[Records provided Boundary: Start]

PR #653, opened 2026-07-16
Fan out security deep dives by focus area

### LINKED ISSUE #108: Recon pass that emits focus areas, not just sub-paths

abhinavgautam01:
Fixes #108

## Summary

Completes the focus-area execution path by turning a completed root `threat-model` scan into one scoped `security-deep-dive` scan per configured focus area.

Each deep-dive receives a stable snapshot of its assigned area and only sees that area’s selected source paths.

## Changes

- Add `Scan.FocusArea` to persist a normalized focus-area snapshot per scan.
- Fan out completed root `threat-model` scans into parallel `security-deep-dive` scans.
- Preserve a single unscoped deep dive when no focus areas are configured.
- Filter the staged source tree to each child scan’s configured path globs.
- Stage `scrutineer.focus_area` in `context.json` for scoped deep-dive runs.
- Keep focus area scope across scan retries.
- Require diff rescans to use a baseline with the same focus-area snapshot.
- Update triage and diff-rescan orchestration to wait for threat-model fan-out instead of enqueueing an early unscoped deep dive.
- Document the scoped audit behavior.

## Tests

- `go test ./...`
- `go test -tags evals ./...`
- `go vet ./...`
- `go vet -tags evals ./...`
- `git diff --check`


internal/web/focus_area_deep_dive.go
```diff
@@ -0,0 +1,91 @@
...
+
+// autoEnqueueFocusAreaDeepDives turns a completed root threat-model into one
+// security-deep-dive per configured input-processing subsystem. The complete,
+// normalized focus area is snapshotted on every child scan so later edits to
+// scan_config cannot change already queued work.
+func (s *Server) autoEnqueueFocusAreaDeepDives(scan *db.Scan) {
+	if scan == nil || scan.Status != db.ScanDone || scan.SkillName != threatModelSkillName ||
+		scan.SubPath != "" || scan.Ref != "" {
+		return
+	}
```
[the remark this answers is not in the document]
abhinavgautam01: Removed the root-only guard so completed threat-model scans now fan out for subpath- and ref-scoped runs as well.

internal/web/focus_area_deep_dive.go
```diff
@@ -0,0 +1,91 @@
...
+	if _, err := s.enqueueSkillWith(context.Background(), parent.RepositoryID, skillID, ScanOpts{
+		Model:      parent.Model,
+		Effort:     parent.Effort,
+		Profile:    parent.Profile,
+		RescanMode: parent.RescanMode,
+		ScanGroup:  group,
+		FocusArea:  focusArea,
+	}); err != nil {
```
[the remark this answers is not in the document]
abhinavgautam01: Focus-area deep-dive children now inherit `SubPath` and `Ref` from the completed threat-model scan, so they run against the same code scope.

internal/web/focus_area_deep_dive.go
```diff
@@ -0,0 +1,91 @@
...
+	}
+}
+
+func (s *Server) enqueueFocusAreaDeepDive(parent *db.Scan, skillID uint, group, focusArea string) {
+	var existing int64
+	if err := s.DB.Model(&db.Scan{}).
+		Where("repository_id = ? AND skill_id = ? AND scan_group = ? AND focus_area = ? AND status IN ?",
+			parent.RepositoryID, skillID, group, focusArea,
+			[]db.ScanStatus{db.ScanQueued, db.ScanRunning, db.ScanDone}).
+		Count(&existing).Error; err != nil {
```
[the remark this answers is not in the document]
abhinavgautam01: The idempotency lookup now includes the parent scan’s `sub_path` and `ref`, in addition to repository, skill, group and focus-area snapshot.

internal/web/focus_area_deep_dive_test.go
```diff
@@ -0,0 +1,74 @@
...
+	}
+	s.DB.Create(&parent)
+
+	s.onScanFinalized(&parent)
+	var deepDives []db.Scan
+	s.DB.Where("repository_id = ? AND skill_name = ?", repo.ID, deepDiveSkillName).Find(&deepDives)
+	if len(deepDives) != 1 || !strings.Contains(deepDives[0].FocusArea, `"name":"parser"`) {
+		t.Fatalf("deep dives = %+v", deepDives)
+	}
+}
```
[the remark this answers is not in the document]
abhinavgautam01: Added a scoped fan-out regression test. It verifies a completed subpath/ref threat-model queues a child with the same scope, and that an existing same-group deep dive for another subpath/ref does not suppress it.

internal/db/db.go
```diff
@@ -225,6 +225,12 @@ type Scan struct {
 	// scans that were not launched as part of such a batch.
 	ScanGroup string `gorm:"index"`
 
+	// FocusArea is the normalized JSON focus-area payload for an audit split
+	// out of a repository scan configuration. Empty means the scan covers its
+	// normal repository or subproject scope. It is stored on the scan so queued
+	// work remains reproducible if the repository configuration changes.
+	FocusArea string `gorm:"type:text"`
```
alexandre-daubois, line 251: `docs/database.md` isn't updated for the new `scans.focus_area` column. Every new `Scan` column must be added to the `## scans` table in the same PR. Please add a `focus_area` row describing the normalized JSON snapshot and that empty means unscoped.

internal/web/focus_area_deep_dive.go
```diff
@@ -0,0 +1,92 @@
...
+	if group == "" {
+		// A manually launched threat-model has no group. A stable derived
+		// group makes the completion hook idempotent if it is called again.
+		group = fmt.Sprintf("focus-%d", scan.ID)
+	}
+	if len(config.FocusAreas) == 0 {
+		// Preserve normal coverage until a repository has a useful partition.
+		s.enqueueFocusAreaDeepDive(scan, skill.ID, group, "")
+		return
+	}
```
alexandre-daubois, line 57: The zero-focus-areas fallback in `autoEnqueueFocusAreaDeepDives` (the single unscoped deep-dive) has no test, yet it's now the only path that enqueues a deep-dive for repos without configured focus areas since `security-deep-dive` was dropped from the other enqueue paths. Please add a test asserting exactly one deep-dive with empty `FocusArea` is queued, and that a second call stays idempotent.

alexandre-daubois (changes requested):

internal/db/db.go
abhinavgautam01: Added the scans.focus_area entry to docs/database.md, documenting that it stores the normalized JSON focus-area snapshot used by split deep-dives and that an empty value represents normal unscoped repository or subproject coverage.

internal/web/focus_area_deep_dive.go
abhinavgautam01: Added TestAutoEnqueueFocusAreaDeepDivesFallsBackToUnscoped, which uses a repository with no configured focus areas, invokes the completion hook twice and asserts that exactly one deep-dive is queued with an empty FocusArea. It also checks that the parent scan group is preserved.

internal/web/focus_area_deep_dive.go
```diff
@@ -0,0 +1,92 @@
...
+	"scrutineer/internal/db"
+	"scrutineer/internal/repoconfig"
+)
+
+// autoEnqueueFocusAreaDeepDives turns a completed threat-model into one
+// security-deep-dive per configured input-processing subsystem. The complete,
+// normalized focus area is snapshotted on every child scan so later edits to
+// scan_config cannot change already queued work.
+func (s *Server) autoEnqueueFocusAreaDeepDives(scan *db.Scan) {
+	if scan == nil || scan.Status != db.ScanDone || scan.SkillName != threatModelSkillName {
```
andrew: This gates on `Status == ScanDone`, and `maybeFireScanFinalized` only invokes the hook on `ScanDone` or a fail-on-threshold (which is `ScanFailed`, so it early-returns here anyway). Combined with the removal of `security-deep-dive` from triage and `repoDiffScan`, a threat-model runner error or timeout now means no deep-dive runs at all for that batch. Previously deep-dive was enqueued in parallel and ran regardless.

Either enqueue an unscoped deep-dive when threat-model finalizes without `ScanDone` (so coverage falls back to today's behaviour), or document threat-model as a hard prerequisite and confirm that retrying it re-triggers fan-out.

internal/web/focus_area_deep_dive.go
```diff
@@ -0,0 +1,92 @@
...
+	if err := s.DB.Model(&db.Scan{}).
+		Where("repository_id = ? AND skill_id = ? AND scan_group = ? AND sub_path = ? AND ref = ? AND focus_area = ? AND status IN ?",
+			parent.RepositoryID, skillID, group, parent.SubPath, parent.Ref, focusArea,
+			[]db.ScanStatus{db.ScanQueued, db.ScanRunning, db.ScanDone}).
+		Count(&existing).Error; err != nil {
+		s.Log.Warn("focus-area deep dives: check existing", "scan", parent.ID, "err", err)
+		return
+	}
+	if existing > 0 {
+		return
```
andrew, line 82: `Count(...)` then `enqueueSkillWith(...)` isn't serialized, so two concurrent deliveries of the same threat-model completion could both pass the count and double-enqueue. #667 (merged) added `s.agentEnqueueMu` on `Server` for the same check-then-insert pattern in the scan-token API; taking it here would close the window.

andrew (changes requested):
The snapshot-on-scan approach and the seed-then-fan-out ordering are right, and the retry/diff-baseline propagation is thorough. Two things to address before this lands.

internal/web/focus_area_deep_dive.go
abhinavgautam01: Added a post-persistence `OnScanFailed` worker hook and wired it to focus-area fan-out. A failed or timed-out threat-model now queues one unscoped deep-dive fallback, preserving the parent scan group, subpath and ref. Successful threat-model scans still seed `scan_config` before normal focus-area fan-out. Added an idempotence test for the failed scoped path.

internal/web/focus_area_deep_dive.go
abhinavgautam01: Wrapped the existing-scan check and enqueue operation in `agentEnqueueMu`, reusing the server-process mutex introduced by #667. Concurrent completion deliveries can no longer both pass the count check and enqueue duplicate focus-area deep-dives.

andrew (approved):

[Records provided Boundary: End]

**What this task involves:**
Using the listing above, gather each line that holds the string "scrutineer" and copy it.

**Output of the task:**
- Stage `scrutineer.focus_area` in `context.json` for scoped deep-dive runs.
+	"scrutineer/internal/db"
+	"scrutineer/internal/repoconfig"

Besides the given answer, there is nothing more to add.